• _INSTRUCTIONS FOR THE TASK_
Given the entries below, copy each of them out exactly.
++++ THE DATA
PR #3863, opened 2019-02-24
Data as any

jjatie:
There is no need to restrict `ChartEntry.data` to `AnyObject`. This PR loosens that restriction. As a result we cannot compare `data`, though this should never have been the case in the first place.

### DIFF
--- a/Source/Charts/Data/Implementations/Standard/ChartDataEntry.swift
+++ b/Source/Charts/Data/Implementations/Standard/ChartDataEntry.swift
@@ -104,8 +104,7 @@ extension ChartDataEntry/*: Equatable*/ {
             return true
         }
 
-        return ((data == nil && object.data == nil) || (data?.isEqual(object.data) ?? false))
-            && y == object.y
+        return y == object.y
             && x == object.x
     }
 }
--- a/Source/Charts/Data/Implementations/Standard/ChartDataEntry.swift
+++ b/Source/Charts/Data/Implementations/Standard/ChartDataEntry.swift
@@ -39,7 +39,7 @@ open class ChartDataEntry: ChartDataEntryBase, NSCopying
     ///   - y: the y value (the actual value of the entry)
     ///   - data: Space for additional data this Entry represents.
     
-    @objc public convenience init(x: Double, y: Double, data: AnyObject?)
+    @objc public convenience init(x: Double, y: Double, data: Any?)
     {
         self.init(x: x, y: y)
         self.data = data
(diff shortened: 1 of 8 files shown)


Source/Charts/Data/Implementations/Standard/ChartDataEntry.swift
```diff
@@ -104,8 +104,7 @@ extension ChartDataEntry/*: Equatable*/ {
             return true
         }
 
-        return ((data == nil && object.data == nil) || (data?.isEqual(object.data) ?? false))
```
liuxuan30: I think we shouldn't drop `data` in compare?

liuxuan30: @jjatie

jjatie: I don't see how it is relevant to how two values are equal or not. If a consumer really needs to know if they are using the same object, the can use `===`

jjatie: From the `Equatable` documentation:
> Exposing nonvalue aspects of Equatable types other than class identity is discouraged

liuxuan30:
conflicts :)

jjatie:
Fixed

danielgindi:
Sorry for the delay, had been busy. I'm working now on syncing android<->ios for latest changes.

First, the `AnyObject` was the only thing that made sense in the first version of Swift. Only lately they changed ObjC id to be mapped to `Any` instead of `AnyObject`. And we do keep ObjC compatibility.

I have a small question here - why did you drop the `data` comparison completely?
As two entries pointing to a different data - mean different entries. So why not add `data === object.data`?

jjatie:
To support native Swift value types, `Any` is necessary and there is no `===` operator for `Any`. In order to properly support this we would need a type erased `AnyEquatable` type, but the closest thing to that out of the box is `AnyHashable`.

I view `data` more of an attachment to make it more convenient to add meta data to the graph about a given point. It makes sense to me that two points are equal IFF the values it is comprised of are equal, where metadata (i.e. `data`) is irrelevant.

danielgindi:
@jjatie The difference between equality and identity is clear...

But yes there could be cases where a user might consider two equivalent points with different metadata as different. However in such a case where the user actually added two equivalent coordinates to the chart - he will experience a subtle bug anyway, as you don't even know which of them you're viewing. 

I think we should leave it as it is for now, and review when someone complains.
(I can guess the answer would be "don't do this" or "use separate datasets").
Think came up from the Android code I was reviewing, just to make sure we are keeping the expected functionality in the same ballpark.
++++++++
• _RESPONSE_
PR #3863, opened 2019-02-24
Data as any

jjatie:
There is no need to restrict `ChartEntry.data` to `AnyObject`. This PR loosens that restriction. As a result we cannot compare `data`, though this should never have been the case in the first place.

### DIFF
--- a/Source/Charts/Data/Implementations/Standard/ChartDataEntry.swift
+++ b/Source/Charts/Data/Implementations/Standard/ChartDataEntry.swift
@@ -104,8 +104,7 @@ extension ChartDataEntry/*: Equatable*/ {
             return true
         }
 
-        return ((data == nil && object.data == nil) || (data?.isEqual(object.data) ?? false))
-            && y == object.y
+        return y == object.y
             && x == object.x
     }
 }
--- a/Source/Charts/Data/Implementations/Standard/ChartDataEntry.swift
+++ b/Source/Charts/Data/Implementations/Standard/ChartDataEntry.swift
@@ -39,7 +39,7 @@ open class ChartDataEntry: ChartDataEntryBase, NSCopying
     ///   - y: the y value (the actual value of the entry)
     ///   - data: Space for additional data this Entry represents.
     
-    @objc public convenience init(x: Double, y: Double, data: AnyObject?)
+    @objc public convenience init(x: Double, y: Double, data: Any?)
     {
         self.init(x: x, y: y)
         self.data = data
(diff shortened: 1 of 8 files shown)


Source/Charts/Data/Implementations/Standard/ChartDataEntry.swift
```diff
@@ -104,8 +104,7 @@ extension ChartDataEntry/*: Equatable*/ {
             return true
         }
 
-        return ((data == nil && object.data == nil) || (data?.isEqual(object.data) ?? false))
```
liuxuan30: I think we shouldn't drop `data` in compare?

liuxuan30: @jjatie

jjatie: I don't see how it is relevant to how two values are equal or not. If a consumer really needs to know if they are using the same object, the can use `===`

jjatie: From the `Equatable` documentation:
> Exposing nonvalue aspects of Equatable types other than class identity is discouraged

liuxuan30:
conflicts :)

jjatie:
Fixed

danielgindi:
Sorry for the delay, had been busy. I'm working now on syncing android<->ios for latest changes.

First, the `AnyObject` was the only thing that made sense in the first version of Swift. Only lately they changed ObjC id to be mapped to `Any` instead of `AnyObject`. And we do keep ObjC compatibility.

I have a small question here - why did you drop the `data` comparison completely?
As two entries pointing to a different data - mean different entries. So why not add `data === object.data`?

jjatie:
To support native Swift value types, `Any` is necessary and there is no `===` operator for `Any`. In order to properly support this we would need a type erased `AnyEquatable` type, but the closest thing to that out of the box is `AnyHashable`.

I view `data` more of an attachment to make it more convenient to add meta data to the graph about a given point. It makes sense to me that two points are equal IFF the values it is comprised of are equal, where metadata (i.e. `data`) is irrelevant.

danielgindi:
@jjatie The difference between equality and identity is clear...

But yes there could be cases where a user might consider two equivalent points with different metadata as different. However in such a case where the user actually added two equivalent coordinates to the chart - he will experience a subtle bug anyway, as you don't even know which of them you're viewing. 

I think we should leave it as it is for now, and review when someone complains.
(I can guess the answer would be "don't do this" or "use separate datasets").
Think came up from the Android code I was reviewing, just to make sure we are keeping the expected functionality in the same ballpark.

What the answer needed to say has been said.